# Task statement:
Write out again, exactly, the lines below starting at the one with "PR #19557, opened 2026-07-16" and ending at the one with "Tested with SDK".

═══ Listed entries

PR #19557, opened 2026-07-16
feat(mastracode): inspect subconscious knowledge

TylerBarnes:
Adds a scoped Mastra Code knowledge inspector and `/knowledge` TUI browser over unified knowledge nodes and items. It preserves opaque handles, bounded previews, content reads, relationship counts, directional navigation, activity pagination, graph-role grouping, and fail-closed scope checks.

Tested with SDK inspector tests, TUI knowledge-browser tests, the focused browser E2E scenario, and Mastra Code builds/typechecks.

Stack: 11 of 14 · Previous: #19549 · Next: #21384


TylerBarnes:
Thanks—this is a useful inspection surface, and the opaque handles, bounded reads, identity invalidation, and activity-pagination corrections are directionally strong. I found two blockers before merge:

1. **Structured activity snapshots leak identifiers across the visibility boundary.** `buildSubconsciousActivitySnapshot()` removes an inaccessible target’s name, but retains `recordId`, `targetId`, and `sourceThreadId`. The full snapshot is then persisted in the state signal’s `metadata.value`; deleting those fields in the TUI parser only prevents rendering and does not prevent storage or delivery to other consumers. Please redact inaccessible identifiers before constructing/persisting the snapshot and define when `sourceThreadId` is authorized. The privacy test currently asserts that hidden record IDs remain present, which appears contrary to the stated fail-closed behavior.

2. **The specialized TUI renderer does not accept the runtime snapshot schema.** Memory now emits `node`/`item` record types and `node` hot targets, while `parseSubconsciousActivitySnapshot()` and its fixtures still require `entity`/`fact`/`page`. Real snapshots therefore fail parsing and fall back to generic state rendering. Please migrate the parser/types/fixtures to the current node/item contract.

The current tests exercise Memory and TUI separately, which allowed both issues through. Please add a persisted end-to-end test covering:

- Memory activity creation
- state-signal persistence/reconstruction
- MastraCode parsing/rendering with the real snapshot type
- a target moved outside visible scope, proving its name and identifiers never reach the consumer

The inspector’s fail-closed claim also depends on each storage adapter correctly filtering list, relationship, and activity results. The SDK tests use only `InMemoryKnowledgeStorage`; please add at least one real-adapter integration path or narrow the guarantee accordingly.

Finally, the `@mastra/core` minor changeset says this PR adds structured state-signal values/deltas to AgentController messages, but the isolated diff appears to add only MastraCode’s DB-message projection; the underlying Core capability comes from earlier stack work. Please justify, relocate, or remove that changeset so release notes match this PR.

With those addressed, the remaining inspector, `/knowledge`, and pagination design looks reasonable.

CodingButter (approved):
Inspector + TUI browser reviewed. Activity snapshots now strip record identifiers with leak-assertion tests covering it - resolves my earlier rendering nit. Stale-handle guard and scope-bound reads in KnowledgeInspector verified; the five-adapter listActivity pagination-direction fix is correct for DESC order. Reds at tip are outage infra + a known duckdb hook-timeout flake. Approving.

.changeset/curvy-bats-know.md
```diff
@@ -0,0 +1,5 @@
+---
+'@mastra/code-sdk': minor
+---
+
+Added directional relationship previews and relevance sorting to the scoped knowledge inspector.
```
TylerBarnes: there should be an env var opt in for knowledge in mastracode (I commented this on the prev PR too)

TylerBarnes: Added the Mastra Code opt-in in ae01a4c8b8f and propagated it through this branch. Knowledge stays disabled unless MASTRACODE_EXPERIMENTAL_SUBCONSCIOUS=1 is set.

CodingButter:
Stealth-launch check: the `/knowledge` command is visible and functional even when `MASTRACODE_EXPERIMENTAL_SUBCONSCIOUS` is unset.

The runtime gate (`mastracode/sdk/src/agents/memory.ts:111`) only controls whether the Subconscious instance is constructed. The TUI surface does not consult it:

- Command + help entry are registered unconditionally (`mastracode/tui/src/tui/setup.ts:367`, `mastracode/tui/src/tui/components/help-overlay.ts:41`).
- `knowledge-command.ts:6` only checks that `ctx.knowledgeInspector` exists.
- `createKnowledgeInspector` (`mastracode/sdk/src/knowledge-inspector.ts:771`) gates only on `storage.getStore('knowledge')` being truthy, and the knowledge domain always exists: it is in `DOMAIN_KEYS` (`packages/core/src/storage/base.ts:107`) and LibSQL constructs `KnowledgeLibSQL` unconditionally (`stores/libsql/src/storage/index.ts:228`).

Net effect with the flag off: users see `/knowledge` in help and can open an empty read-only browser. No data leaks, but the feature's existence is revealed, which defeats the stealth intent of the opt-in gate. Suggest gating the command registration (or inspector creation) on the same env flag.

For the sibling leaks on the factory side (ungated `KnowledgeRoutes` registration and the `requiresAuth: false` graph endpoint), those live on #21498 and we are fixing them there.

══════
═══ Listed entries

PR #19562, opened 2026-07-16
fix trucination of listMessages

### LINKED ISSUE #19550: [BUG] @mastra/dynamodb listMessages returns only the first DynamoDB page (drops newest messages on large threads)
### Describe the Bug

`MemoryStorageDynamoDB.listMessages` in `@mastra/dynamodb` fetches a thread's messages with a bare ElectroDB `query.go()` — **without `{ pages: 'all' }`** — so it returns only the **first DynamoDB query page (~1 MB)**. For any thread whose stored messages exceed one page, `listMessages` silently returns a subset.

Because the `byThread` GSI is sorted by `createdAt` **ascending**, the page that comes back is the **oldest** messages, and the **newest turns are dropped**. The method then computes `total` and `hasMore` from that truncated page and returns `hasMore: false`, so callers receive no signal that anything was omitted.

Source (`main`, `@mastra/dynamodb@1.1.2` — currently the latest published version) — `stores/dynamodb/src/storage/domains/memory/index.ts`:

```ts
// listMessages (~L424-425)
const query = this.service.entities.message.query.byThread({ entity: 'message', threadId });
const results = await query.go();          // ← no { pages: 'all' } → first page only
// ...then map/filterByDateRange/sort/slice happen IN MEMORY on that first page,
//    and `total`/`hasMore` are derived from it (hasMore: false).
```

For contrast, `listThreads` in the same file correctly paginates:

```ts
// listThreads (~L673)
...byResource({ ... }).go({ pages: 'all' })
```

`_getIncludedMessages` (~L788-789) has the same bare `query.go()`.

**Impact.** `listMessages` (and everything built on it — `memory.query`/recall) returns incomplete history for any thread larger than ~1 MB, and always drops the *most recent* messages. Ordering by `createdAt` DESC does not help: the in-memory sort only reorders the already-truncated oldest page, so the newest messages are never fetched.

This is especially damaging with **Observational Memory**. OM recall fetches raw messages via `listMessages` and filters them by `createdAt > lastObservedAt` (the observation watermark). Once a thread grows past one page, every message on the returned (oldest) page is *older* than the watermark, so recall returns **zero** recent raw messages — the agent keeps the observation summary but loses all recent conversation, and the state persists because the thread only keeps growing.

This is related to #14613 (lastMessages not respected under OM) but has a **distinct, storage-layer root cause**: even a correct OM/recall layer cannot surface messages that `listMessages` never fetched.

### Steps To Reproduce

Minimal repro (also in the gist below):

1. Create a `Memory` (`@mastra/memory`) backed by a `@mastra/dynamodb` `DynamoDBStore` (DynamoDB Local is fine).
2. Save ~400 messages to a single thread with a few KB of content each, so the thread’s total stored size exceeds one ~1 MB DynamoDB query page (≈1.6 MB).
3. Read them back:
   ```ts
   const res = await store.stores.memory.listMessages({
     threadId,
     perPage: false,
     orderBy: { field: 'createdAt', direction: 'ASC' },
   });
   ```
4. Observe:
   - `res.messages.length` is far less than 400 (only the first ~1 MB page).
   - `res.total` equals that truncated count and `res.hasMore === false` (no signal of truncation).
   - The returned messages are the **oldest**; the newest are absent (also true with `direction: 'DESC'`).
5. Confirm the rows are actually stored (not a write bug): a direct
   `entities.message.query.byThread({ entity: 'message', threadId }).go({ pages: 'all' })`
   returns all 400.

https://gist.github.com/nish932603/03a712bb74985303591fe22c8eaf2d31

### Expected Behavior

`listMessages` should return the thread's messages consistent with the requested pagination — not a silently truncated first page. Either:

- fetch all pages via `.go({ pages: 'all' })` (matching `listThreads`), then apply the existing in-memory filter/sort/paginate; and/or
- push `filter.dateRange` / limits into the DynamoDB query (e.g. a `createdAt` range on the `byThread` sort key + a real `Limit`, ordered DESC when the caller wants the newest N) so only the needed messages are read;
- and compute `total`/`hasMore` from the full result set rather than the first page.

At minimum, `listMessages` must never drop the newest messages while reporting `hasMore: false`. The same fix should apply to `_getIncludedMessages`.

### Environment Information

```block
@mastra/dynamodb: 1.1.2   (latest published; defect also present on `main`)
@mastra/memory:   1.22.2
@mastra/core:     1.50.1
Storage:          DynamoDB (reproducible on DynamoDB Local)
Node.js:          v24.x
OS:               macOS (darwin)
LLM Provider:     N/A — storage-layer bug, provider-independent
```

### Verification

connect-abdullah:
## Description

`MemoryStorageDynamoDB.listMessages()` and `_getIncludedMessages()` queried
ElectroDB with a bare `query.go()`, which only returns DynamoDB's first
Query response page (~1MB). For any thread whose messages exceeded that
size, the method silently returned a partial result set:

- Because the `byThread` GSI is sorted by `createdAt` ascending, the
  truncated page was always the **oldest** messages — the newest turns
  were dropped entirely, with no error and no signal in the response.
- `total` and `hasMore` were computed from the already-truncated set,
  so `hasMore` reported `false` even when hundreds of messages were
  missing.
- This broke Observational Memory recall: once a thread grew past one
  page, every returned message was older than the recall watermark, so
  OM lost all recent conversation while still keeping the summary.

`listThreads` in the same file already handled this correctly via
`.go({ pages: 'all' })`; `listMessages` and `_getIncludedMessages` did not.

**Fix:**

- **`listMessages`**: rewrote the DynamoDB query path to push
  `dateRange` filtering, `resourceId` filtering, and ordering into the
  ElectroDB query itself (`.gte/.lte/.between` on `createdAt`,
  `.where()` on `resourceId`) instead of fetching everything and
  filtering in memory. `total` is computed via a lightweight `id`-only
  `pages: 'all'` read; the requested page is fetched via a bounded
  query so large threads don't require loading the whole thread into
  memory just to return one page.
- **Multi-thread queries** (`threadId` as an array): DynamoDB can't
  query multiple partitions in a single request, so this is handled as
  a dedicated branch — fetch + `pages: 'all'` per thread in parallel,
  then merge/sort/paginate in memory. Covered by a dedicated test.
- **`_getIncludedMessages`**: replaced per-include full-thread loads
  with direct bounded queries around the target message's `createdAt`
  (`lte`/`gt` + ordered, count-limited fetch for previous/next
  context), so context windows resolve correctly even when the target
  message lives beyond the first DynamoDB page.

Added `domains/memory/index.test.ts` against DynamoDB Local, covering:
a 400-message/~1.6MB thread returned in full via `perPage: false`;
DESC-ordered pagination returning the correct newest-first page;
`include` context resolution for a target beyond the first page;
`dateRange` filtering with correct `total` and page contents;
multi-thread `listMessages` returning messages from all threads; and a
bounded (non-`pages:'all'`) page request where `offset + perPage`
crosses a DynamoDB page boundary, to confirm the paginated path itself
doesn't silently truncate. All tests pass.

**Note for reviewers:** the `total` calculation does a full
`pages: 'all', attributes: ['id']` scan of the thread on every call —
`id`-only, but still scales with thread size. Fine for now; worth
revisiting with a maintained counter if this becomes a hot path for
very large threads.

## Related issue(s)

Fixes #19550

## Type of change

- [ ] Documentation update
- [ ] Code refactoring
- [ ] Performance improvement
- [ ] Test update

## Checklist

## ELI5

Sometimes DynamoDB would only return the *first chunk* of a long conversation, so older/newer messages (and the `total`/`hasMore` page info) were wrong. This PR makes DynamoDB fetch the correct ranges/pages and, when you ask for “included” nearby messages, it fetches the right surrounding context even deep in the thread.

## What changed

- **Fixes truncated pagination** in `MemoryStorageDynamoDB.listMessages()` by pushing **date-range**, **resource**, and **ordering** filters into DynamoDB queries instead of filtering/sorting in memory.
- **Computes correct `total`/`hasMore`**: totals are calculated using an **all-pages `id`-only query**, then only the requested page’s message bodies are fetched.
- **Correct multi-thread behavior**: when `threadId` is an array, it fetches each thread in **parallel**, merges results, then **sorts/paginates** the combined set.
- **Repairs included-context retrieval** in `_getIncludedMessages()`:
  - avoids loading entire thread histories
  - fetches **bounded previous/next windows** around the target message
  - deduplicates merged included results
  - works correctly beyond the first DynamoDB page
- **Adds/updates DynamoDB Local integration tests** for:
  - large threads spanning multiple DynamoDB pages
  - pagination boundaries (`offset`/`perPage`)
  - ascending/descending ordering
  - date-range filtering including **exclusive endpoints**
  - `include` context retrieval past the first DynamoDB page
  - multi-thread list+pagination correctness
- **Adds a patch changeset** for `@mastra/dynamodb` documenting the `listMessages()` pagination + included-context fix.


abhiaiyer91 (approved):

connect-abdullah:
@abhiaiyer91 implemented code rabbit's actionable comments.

══════
═══ Listed entries

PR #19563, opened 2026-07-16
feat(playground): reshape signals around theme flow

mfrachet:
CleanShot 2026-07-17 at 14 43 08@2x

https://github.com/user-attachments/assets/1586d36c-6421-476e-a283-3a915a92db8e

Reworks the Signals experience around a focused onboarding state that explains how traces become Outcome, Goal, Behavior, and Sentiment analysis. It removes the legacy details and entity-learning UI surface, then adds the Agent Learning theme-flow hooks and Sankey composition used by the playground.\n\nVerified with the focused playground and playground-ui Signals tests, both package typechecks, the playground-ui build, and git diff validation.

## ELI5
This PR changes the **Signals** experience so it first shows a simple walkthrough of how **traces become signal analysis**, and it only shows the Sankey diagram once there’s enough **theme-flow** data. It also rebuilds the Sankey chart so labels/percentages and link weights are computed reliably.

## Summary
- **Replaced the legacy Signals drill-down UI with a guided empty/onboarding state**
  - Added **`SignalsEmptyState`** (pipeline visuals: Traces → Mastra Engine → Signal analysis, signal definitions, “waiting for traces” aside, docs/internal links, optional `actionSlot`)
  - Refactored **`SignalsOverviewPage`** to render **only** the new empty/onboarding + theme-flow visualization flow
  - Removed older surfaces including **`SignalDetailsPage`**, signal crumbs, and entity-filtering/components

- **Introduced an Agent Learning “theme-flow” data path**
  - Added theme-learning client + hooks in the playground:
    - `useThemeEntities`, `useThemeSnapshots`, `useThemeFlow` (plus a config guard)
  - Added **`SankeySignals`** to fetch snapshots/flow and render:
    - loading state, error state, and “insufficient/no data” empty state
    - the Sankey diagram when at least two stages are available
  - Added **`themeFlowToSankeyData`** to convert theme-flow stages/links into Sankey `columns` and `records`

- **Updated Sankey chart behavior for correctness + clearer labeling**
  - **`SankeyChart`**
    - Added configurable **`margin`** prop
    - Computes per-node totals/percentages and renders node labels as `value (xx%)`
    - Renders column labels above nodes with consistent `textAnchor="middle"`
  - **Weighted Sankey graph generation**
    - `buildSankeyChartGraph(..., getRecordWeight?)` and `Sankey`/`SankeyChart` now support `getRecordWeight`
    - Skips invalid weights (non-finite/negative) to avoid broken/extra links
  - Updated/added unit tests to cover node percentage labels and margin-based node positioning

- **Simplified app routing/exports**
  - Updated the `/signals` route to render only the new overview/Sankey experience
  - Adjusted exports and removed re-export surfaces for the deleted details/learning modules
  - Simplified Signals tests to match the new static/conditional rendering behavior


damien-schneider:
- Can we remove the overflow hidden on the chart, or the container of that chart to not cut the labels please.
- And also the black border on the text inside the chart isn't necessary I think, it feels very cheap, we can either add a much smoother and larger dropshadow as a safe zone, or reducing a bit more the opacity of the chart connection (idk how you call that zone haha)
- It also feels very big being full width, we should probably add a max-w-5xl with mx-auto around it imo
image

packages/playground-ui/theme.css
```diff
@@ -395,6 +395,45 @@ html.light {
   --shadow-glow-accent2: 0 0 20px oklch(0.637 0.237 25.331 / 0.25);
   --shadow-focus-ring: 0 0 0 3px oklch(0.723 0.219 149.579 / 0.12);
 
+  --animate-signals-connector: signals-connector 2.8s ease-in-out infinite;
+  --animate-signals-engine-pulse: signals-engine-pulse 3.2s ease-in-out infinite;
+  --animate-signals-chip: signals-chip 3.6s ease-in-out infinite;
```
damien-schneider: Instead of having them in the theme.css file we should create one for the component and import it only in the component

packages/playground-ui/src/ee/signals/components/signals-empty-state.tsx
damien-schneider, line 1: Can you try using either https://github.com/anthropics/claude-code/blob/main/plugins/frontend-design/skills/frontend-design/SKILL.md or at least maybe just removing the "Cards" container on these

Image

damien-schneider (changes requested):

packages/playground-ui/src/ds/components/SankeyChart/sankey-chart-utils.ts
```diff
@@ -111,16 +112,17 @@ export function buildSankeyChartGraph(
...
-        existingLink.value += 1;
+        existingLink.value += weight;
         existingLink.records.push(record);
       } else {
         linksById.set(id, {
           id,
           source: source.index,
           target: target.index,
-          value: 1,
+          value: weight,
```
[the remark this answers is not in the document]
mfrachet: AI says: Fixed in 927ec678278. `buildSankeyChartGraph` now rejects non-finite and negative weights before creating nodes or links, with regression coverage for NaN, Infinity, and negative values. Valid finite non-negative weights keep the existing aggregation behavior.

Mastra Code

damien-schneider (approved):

══════

# Exercise answer:
PR #19557, opened 2026-07-16
feat(mastracode): inspect subconscious knowledge

TylerBarnes:
Adds a scoped Mastra Code knowledge inspector and `/knowledge` TUI browser over unified knowledge nodes and items. It preserves opaque handles, bounded previews, content reads, relationship counts, directional navigation, activity pagination, graph-role grouping, and fail-closed scope checks.

Tested with SDK inspector tests, TUI knowledge-browser tests, the focused browser E2E scenario, and Mastra Code builds/typechecks.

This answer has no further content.